▶ [PROBLEM DETAILS]:
Each line holding the string "ieee" is to be copied from the data.

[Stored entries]
+-------+

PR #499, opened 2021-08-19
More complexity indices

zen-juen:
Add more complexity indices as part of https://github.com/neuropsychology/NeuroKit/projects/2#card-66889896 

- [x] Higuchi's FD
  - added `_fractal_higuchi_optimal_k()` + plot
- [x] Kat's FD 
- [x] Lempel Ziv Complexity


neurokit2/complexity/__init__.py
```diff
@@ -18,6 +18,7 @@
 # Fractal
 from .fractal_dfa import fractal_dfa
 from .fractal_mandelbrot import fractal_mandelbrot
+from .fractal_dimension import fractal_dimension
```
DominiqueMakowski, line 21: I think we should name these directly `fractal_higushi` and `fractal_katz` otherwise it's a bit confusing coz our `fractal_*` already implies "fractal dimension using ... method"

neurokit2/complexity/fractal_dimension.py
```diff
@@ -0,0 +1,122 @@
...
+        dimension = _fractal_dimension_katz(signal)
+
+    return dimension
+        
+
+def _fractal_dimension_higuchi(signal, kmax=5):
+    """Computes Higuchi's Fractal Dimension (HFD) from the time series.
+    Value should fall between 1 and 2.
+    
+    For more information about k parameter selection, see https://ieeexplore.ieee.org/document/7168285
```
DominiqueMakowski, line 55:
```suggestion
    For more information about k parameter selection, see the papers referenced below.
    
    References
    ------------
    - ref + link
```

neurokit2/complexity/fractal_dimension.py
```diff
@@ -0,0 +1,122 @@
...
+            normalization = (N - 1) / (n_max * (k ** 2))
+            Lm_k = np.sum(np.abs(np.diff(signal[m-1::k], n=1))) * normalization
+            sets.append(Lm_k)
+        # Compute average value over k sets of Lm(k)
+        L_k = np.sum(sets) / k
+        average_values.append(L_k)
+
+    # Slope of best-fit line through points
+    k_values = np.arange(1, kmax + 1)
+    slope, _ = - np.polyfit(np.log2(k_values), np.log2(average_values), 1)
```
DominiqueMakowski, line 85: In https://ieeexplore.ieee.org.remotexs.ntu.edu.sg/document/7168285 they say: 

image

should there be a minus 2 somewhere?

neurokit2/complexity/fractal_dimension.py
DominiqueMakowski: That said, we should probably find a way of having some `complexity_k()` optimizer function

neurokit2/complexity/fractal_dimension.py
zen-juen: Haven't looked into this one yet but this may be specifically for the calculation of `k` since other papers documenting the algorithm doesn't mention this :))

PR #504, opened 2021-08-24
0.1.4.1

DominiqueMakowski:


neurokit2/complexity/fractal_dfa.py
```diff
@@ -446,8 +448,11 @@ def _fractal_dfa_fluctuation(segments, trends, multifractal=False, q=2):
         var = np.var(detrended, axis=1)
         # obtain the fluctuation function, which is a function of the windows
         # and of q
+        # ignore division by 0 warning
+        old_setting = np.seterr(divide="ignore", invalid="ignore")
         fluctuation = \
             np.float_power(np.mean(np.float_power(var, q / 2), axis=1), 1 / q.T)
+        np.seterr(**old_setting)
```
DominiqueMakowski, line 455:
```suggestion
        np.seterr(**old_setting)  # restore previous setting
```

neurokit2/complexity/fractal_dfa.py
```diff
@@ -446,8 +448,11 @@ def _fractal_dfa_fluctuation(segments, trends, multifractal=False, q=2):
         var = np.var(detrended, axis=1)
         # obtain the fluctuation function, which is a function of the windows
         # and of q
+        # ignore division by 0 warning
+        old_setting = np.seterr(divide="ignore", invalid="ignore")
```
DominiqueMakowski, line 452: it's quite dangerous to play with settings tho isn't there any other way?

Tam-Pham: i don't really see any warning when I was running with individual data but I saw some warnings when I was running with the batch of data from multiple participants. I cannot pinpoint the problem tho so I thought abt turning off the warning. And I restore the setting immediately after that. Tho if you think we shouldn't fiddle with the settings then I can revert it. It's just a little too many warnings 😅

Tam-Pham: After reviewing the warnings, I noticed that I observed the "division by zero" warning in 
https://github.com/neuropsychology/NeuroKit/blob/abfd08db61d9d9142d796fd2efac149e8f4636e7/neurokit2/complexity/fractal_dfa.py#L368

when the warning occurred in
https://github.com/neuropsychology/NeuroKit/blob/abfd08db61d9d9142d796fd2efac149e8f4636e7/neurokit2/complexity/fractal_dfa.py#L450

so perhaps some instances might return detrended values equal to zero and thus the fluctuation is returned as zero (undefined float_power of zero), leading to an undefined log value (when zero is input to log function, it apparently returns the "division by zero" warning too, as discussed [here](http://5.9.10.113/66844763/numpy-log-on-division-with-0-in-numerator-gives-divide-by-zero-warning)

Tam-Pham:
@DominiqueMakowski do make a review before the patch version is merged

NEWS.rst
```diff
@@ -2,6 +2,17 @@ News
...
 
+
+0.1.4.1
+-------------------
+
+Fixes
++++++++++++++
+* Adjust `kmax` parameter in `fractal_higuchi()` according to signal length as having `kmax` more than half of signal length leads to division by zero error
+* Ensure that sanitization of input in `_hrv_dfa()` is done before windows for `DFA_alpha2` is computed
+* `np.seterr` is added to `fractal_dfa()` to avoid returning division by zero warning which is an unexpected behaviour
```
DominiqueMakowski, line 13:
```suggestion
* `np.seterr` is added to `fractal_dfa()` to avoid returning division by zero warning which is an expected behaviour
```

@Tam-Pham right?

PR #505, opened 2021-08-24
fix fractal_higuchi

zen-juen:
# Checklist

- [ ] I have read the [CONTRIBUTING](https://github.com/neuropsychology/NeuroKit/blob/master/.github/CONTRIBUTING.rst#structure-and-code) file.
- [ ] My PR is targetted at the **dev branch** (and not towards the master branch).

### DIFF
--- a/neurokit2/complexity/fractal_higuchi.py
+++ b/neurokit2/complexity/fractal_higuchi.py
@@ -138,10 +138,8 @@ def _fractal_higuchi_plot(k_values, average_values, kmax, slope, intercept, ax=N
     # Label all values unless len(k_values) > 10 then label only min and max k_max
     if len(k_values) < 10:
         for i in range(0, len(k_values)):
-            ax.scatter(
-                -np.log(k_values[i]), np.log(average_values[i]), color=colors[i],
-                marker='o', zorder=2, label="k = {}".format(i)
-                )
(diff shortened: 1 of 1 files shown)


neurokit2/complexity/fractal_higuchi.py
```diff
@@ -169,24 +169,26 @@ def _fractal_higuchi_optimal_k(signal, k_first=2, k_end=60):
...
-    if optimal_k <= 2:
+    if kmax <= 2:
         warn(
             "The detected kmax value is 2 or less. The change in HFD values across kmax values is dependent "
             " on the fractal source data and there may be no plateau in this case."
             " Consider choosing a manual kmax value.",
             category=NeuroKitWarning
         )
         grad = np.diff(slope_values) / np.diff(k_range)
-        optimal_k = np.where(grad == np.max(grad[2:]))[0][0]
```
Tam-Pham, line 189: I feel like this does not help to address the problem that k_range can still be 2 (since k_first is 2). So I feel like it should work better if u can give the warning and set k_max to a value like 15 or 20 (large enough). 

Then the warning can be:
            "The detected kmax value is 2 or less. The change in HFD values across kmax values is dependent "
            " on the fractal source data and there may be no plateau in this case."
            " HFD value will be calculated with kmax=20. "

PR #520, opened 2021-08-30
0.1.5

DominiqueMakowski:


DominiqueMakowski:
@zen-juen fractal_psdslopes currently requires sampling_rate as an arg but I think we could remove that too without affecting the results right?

+-------+

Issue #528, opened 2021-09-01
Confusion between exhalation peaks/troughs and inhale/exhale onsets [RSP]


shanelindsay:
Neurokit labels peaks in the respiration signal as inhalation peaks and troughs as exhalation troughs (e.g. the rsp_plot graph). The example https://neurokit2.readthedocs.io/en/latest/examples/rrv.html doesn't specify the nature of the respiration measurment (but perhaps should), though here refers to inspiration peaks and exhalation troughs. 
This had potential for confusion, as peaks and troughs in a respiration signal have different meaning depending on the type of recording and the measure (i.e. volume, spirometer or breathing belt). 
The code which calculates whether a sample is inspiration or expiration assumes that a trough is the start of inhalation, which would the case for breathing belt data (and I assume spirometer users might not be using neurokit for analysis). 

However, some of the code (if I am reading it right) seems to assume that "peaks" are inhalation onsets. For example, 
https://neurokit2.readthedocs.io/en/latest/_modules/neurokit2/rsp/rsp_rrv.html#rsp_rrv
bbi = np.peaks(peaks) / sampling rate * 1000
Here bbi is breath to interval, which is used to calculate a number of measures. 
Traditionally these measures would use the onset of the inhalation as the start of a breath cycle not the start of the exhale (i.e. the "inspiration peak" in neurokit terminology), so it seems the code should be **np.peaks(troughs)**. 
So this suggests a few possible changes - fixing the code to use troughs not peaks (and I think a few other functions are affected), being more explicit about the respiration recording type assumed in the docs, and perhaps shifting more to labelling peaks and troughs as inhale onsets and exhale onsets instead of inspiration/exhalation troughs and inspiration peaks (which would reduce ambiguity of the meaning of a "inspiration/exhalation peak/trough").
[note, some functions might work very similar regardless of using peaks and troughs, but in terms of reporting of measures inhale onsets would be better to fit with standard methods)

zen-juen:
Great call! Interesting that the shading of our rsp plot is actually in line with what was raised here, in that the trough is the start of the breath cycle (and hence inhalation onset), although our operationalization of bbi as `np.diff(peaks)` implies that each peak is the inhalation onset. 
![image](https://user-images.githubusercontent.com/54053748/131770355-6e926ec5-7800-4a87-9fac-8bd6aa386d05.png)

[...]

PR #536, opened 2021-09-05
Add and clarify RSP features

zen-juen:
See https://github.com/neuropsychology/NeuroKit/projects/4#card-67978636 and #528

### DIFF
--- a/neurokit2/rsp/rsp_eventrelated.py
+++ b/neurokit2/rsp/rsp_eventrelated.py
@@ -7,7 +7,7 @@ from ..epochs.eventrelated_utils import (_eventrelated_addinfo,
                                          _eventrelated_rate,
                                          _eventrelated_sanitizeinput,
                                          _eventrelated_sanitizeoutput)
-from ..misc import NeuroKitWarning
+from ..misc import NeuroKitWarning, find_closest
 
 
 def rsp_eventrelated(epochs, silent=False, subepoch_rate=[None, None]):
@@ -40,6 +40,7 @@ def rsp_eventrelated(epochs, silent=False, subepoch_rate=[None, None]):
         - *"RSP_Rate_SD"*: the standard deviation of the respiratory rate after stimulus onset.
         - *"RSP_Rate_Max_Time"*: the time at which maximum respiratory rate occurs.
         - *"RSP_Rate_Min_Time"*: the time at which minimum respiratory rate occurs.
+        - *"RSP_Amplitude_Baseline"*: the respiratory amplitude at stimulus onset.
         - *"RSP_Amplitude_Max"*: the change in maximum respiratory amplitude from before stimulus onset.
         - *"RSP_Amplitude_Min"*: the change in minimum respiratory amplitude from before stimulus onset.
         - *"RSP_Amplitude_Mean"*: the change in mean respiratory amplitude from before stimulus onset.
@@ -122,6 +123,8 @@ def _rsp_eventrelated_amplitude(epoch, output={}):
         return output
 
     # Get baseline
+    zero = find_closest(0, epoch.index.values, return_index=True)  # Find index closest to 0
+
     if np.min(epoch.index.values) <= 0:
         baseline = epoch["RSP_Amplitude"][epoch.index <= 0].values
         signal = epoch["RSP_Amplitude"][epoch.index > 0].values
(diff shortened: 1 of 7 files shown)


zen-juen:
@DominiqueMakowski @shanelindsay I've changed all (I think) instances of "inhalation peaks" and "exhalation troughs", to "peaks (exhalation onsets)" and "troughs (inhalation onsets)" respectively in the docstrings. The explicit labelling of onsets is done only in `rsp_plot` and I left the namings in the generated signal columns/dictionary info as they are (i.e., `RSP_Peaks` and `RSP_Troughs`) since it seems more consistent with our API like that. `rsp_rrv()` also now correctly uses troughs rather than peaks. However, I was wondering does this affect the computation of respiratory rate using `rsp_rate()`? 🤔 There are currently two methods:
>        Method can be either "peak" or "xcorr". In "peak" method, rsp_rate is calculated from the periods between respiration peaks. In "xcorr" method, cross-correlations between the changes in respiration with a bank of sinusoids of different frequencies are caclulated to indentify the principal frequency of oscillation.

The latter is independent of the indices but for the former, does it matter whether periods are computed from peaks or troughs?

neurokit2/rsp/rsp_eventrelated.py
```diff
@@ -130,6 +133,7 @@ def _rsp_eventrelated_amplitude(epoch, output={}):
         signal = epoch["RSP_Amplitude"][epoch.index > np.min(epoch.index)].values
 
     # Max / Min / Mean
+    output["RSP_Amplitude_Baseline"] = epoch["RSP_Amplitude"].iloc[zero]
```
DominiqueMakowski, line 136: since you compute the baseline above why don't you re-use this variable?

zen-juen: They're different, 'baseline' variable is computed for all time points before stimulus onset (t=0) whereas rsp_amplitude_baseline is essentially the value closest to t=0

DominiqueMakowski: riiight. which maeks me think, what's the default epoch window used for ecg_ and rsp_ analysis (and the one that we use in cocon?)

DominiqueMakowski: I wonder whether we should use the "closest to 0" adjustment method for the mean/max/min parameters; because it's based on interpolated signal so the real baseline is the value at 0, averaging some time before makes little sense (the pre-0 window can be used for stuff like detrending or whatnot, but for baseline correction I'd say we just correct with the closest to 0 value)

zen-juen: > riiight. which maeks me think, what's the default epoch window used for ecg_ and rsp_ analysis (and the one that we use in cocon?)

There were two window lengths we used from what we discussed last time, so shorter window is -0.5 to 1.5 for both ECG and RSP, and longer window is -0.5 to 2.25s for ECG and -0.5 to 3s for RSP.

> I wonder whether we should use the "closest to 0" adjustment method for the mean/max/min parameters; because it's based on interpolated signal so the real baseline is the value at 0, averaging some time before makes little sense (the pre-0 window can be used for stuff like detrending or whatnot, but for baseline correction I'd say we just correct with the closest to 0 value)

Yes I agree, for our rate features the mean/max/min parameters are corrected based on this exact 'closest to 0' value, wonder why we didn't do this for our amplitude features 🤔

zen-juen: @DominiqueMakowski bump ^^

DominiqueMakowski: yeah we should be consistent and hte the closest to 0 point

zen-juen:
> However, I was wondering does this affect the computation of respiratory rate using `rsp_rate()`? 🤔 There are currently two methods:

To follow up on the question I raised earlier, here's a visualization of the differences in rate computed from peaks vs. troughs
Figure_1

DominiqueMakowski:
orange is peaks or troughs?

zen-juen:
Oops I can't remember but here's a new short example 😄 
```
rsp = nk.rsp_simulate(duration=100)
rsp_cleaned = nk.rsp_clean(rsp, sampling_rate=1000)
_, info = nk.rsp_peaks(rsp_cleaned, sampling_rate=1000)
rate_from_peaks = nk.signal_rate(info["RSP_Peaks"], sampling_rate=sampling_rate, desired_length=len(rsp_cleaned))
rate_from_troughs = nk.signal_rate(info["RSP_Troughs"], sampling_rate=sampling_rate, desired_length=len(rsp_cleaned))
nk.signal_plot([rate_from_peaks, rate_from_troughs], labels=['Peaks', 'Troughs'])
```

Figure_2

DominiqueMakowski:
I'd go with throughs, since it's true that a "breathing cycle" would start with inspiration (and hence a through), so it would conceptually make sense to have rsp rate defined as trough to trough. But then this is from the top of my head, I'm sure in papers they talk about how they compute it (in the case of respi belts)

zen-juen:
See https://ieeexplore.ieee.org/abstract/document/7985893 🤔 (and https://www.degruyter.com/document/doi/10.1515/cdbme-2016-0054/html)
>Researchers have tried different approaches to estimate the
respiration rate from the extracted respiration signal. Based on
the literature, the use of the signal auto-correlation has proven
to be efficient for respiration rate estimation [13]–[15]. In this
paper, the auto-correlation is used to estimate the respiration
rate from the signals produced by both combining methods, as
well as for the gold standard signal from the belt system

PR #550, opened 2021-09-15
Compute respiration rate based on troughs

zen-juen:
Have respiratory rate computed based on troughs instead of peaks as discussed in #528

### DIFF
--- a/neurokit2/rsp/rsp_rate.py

+-------+

▶ [ANSWER SECTION]:
+    For more information about k parameter selection, see https://ieeexplore.ieee.org/document/7168285
DominiqueMakowski, line 85: In https://ieeexplore.ieee.org.remotexs.ntu.edu.sg/document/7168285 they say: 
See https://ieeexplore.ieee.org/abstract/document/7985893 🤔 (and https://www.degruyter.com/document/doi/10.1515/cdbme-2016-0054/html)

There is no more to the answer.